§ Exercise: Lines below that hold the word "files" must be copied in full.

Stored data
-*-

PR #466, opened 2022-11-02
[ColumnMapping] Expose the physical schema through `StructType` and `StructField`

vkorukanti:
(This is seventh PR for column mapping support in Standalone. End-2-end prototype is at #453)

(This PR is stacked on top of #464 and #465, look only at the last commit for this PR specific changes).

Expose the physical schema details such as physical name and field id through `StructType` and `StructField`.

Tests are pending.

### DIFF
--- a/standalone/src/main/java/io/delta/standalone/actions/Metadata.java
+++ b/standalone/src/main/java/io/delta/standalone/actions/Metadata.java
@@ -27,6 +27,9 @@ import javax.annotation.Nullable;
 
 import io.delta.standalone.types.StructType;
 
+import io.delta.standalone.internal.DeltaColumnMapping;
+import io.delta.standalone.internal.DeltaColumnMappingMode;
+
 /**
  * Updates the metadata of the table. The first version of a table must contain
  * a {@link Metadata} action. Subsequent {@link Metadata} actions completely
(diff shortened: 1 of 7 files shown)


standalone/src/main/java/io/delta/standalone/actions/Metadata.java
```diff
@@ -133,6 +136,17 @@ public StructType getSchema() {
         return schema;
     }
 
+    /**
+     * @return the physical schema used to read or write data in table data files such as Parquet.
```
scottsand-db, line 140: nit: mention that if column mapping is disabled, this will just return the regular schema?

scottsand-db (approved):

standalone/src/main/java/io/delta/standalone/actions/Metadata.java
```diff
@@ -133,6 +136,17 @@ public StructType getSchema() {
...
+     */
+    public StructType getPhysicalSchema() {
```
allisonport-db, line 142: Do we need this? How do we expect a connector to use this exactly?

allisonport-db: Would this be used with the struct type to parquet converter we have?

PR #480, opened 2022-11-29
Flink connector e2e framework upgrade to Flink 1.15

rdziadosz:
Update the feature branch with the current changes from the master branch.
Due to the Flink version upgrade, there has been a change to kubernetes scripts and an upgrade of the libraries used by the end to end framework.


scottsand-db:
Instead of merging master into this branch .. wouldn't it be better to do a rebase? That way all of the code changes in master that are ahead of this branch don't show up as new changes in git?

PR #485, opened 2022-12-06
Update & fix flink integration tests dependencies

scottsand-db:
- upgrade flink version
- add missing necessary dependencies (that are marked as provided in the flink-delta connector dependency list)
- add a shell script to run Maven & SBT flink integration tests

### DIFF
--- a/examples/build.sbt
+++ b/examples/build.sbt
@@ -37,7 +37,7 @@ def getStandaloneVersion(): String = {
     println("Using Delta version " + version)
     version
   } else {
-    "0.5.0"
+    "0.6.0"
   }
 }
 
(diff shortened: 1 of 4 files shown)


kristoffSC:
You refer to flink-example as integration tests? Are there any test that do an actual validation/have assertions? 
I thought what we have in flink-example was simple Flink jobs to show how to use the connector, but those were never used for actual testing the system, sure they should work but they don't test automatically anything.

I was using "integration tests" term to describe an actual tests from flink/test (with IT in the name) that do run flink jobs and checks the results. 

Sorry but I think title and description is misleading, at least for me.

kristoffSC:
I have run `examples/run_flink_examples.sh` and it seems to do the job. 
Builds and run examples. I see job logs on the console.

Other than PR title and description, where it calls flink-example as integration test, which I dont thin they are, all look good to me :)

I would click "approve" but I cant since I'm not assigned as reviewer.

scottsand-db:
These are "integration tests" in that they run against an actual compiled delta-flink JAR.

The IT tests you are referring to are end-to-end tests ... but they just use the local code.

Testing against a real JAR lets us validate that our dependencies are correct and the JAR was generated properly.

-*-

§ Task output:
(diff shortened: 1 of 7 files shown)
+     * @return the physical schema used to read or write data in table data files such as Parquet.
(diff shortened: 1 of 4 files shown)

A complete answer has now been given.